Estimated time: ~15 min read · ~30 min hands-on Prerequisites: Part 01 ch.01 — Pod phases and conditions You'll know after this: • choose between liveness, readiness, and startup probes for a service · • configure all four probe handlers (httpGet, tcpSocket, exec, grpc) and tune timing parameters · • implement preStop hooks and respect terminationGracePeriodSeconds · • write a graceful-shutdown handler that drains connections before SIGKILL · • debug a Pod that fails or flaps on its probes

Why this exists

ch.01 showed a Pod's phase is coarse and the Ready condition is what actually gates traffic. But who sets Ready, and how does Kubernetes know a process is alive but wedged (deadlocked, leaked all goroutines) vs. alive but not yet usable (still loading cache, DB not connected) vs. simply not done starting? The container "running" tells you the process exists, not that the application works. Without health signals Kubernetes would route users to a hung Pod and never restart a process stuck in an infinite loop.

Equally, the end of a Pod's life is a contract, not an event. When Kubernetes removes a Pod (rollout, scale-down, eviction) it must let in-flight requests finish and the process flush state — otherwise every deploy drops connections. This chapter is the liveness/readiness/startup triad plus the termination sequence: the two halves that make a workload survivable in production. They are exactly the Health Probe and Managed Lifecycle patterns.

Mental model

Kubernetes cannot read your app's mind, so the app must answer three questions on demand, and Kubernetes acts on the answers:

  • Liveness — "are you wedged?" Fail repeatedly → kubelet kills and restarts the container (same Pod, same node). For unrecoverable internal hangs only.
  • Readiness — "should you get traffic right now?" Fail → the Pod is removed from Service endpoints (no traffic) but not restarted. For transient "busy / dependency down / draining" states. This is the probe that sets the Ready condition from ch.01.
  • Startup — "have you finished booting?" While it has not yet succeeded, liveness and readiness are suspended. For slow-starting apps, so a long boot is not misread as a liveness failure.

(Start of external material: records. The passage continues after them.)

PR #139, opened 2018-10-01
Handle audio decoder errors

ferjm:


backends/gstreamer/src/audio_decoder.rs
```diff
@@ -296,6 +297,36 @@ impl AudioDecoder for GStreamerAudioDecoder {
         appsrc.set_property_format(gst::Format::Bytes);
         appsrc.set_property_block(true);
 
+        let pipeline_ = pipeline.downgrade();
+        let callbacks_ = callbacks.clone();
+
+        Builder::new()
```
Manishearth: I feel like we should be able to do this in the same thread, but no big deal if we can't.

sdroege: You could integrate it into an existing event loop via e.g. the fd (it becomes readable once you can pop a message), or by using `set_sync_bus_handler()` and from there dispatching the message to your event loop (and returning `Drop`) and not doing anything else

Manishearth: Ah, `set_sync_bus_handler` was what I was looking for. We can have that send an `Error()` message to the event loop

ferjm: Done

PR #145, opened 2018-10-05
Android cleanup

ferjm:
We were previously downloading and setting up the GStreamer dependencies for Android while building the `servo-media-gstreamer` crate. But a user trying to use this crate on Android is also required to fetch the GStreamer dependencies to set up the JNI related stuff. This is the case for Servo since we enabled this dependency for Android. Which means that we are doing this download and setup twice.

Symmetrically, shutdown is a negotiated drain, not a kill -9: Kubernetes says "please stop" (SIGTERM), waits up to a grace period while you finish in-flight work and fail readiness so traffic drains, and only then forces the issue (SIGKILL). Healthy in production = correctly answers the three probes and shuts down within the grace period.

Diagrams

Probe outcomes: restart vs. endpoint removal (Mermaid)

sequenceDiagram
    participant K as kubelet (on the node)
    participant C as container (catalog)
    participant EP as EndpointSlice controller / Service

    Note over K,C: startup probe runs FIRST — liveness and readiness suspended until it passes
    K->>C: GET /healthz  (startup)
    C-->>K: 200  ⇒ startup OK, enable liveness+readiness

    loop every periodSeconds
        K->>C: GET /healthz  (liveness)
        C-->>K: 200  ⇒ alive, do nothing
        K->>C: GET /readyz   (readiness)
        C-->>K: 200  ⇒ Ready=True
        K->>EP: Pod is Ready ⇒ keep in endpoints (gets traffic)
    end

    Note over C: dependency drops (DB down)
    K->>C: GET /readyz
    C-->>K: 503  (failureThreshold times)
    K->>EP: Ready=False ⇒ REMOVE from endpoints (no traffic, NOT restarted)

    Note over C: process deadlocks (event loop stuck)
    K->>C: GET /healthz (liveness)
    C--xK: timeout/err (failureThreshold times)
    K->>C: SIGTERM → (grace) → SIGKILL, then RESTART container

Termination sequence: preStop → SIGTERM → grace → SIGKILL (Mermaid)

sequenceDiagram
    participant API as API server
    participant K as kubelet
    participant EP as EndpointSlice ctrl
    participant App as app process (PID 1)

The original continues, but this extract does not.